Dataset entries
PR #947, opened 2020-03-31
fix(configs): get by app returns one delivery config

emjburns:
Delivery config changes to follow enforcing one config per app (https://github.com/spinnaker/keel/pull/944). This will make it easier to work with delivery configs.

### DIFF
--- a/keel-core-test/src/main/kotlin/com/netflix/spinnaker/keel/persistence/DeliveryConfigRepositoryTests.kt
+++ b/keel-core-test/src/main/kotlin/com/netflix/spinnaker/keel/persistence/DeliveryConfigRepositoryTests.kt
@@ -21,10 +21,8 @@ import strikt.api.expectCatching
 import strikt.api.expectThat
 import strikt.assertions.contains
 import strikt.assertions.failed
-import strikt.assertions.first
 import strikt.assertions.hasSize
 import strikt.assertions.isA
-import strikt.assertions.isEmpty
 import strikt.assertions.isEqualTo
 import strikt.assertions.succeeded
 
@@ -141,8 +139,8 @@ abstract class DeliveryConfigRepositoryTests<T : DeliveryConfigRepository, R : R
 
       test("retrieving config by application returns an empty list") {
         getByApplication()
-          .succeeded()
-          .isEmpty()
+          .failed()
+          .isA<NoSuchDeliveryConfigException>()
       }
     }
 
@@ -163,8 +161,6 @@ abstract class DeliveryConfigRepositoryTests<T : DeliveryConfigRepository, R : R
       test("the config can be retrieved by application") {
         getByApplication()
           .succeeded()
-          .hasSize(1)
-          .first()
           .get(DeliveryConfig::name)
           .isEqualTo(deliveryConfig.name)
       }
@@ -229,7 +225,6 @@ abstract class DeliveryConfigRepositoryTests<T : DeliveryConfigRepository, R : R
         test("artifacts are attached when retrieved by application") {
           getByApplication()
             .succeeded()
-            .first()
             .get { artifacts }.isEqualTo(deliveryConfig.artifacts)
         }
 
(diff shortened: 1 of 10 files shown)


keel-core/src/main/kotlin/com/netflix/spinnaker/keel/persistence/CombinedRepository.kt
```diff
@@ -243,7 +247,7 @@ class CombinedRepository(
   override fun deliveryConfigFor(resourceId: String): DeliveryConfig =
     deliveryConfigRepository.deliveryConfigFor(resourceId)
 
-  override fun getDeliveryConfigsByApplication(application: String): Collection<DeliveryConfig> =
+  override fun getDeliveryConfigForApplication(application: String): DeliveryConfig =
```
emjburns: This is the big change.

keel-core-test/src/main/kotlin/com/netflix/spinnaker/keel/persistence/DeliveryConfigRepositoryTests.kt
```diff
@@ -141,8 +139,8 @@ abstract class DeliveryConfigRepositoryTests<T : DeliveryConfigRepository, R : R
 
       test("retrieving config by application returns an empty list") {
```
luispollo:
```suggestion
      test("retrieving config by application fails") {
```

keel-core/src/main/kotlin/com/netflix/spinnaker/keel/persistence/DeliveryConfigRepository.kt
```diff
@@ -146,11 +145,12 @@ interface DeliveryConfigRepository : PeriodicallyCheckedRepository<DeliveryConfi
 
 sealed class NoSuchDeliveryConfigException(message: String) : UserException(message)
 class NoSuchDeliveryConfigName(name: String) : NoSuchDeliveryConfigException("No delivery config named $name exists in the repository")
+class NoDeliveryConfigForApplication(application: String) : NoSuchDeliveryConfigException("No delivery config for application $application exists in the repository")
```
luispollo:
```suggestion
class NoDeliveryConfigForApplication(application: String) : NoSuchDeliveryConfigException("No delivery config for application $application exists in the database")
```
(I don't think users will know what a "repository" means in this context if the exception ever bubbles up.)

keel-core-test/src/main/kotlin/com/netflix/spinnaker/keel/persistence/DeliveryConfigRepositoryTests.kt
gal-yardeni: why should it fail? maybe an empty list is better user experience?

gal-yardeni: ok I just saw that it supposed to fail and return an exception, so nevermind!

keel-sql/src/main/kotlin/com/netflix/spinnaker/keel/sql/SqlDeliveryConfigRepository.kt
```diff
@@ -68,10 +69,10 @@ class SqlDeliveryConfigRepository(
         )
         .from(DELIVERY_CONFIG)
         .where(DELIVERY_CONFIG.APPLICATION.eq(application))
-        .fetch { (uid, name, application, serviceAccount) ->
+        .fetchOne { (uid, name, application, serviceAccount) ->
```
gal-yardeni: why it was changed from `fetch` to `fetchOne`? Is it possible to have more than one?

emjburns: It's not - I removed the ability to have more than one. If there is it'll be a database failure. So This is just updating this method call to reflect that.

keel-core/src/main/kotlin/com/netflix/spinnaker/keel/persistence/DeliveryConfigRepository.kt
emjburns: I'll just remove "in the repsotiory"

GOAL OF THE EXERCISE:
When a line of the records includes "serviceAccount", that line belongs in the answer.

TASK RESPONSE:
-        .fetch { (uid, name, application, serviceAccount) ->
+        .fetchOne { (uid, name, application, serviceAccount) ->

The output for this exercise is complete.